PR #2809, opened 2018-07-27
Update katello-repos gpg key

jturel:


jturel:
@jlsherrill tested the package built from this and 3.7 packages installed just fine :+1:

PR #2819, opened 2018-07-31
[1.19] Fix GPG handling of repositories

ekohl:
* Installs the GPG key for the rails repository
* Ensure we can't install with the 1.18 release-scl
* Mark plugin repos as not GPG-signed

Note I intend to use the koji builds from this to actually test it
before pushing.


ekohl:
Going to close this. The proper fix is https://github.com/theforeman/foreman-packaging/pull/2823 and backporting that.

◆ Work task ◆
Which lines above include "from"? Show each of them by copying it.

◆ Solution for this task ◆
@jlsherrill tested the package built from this and 3.7 packages installed just fine :+1:
Note I intend to use the koji builds from this to actually test it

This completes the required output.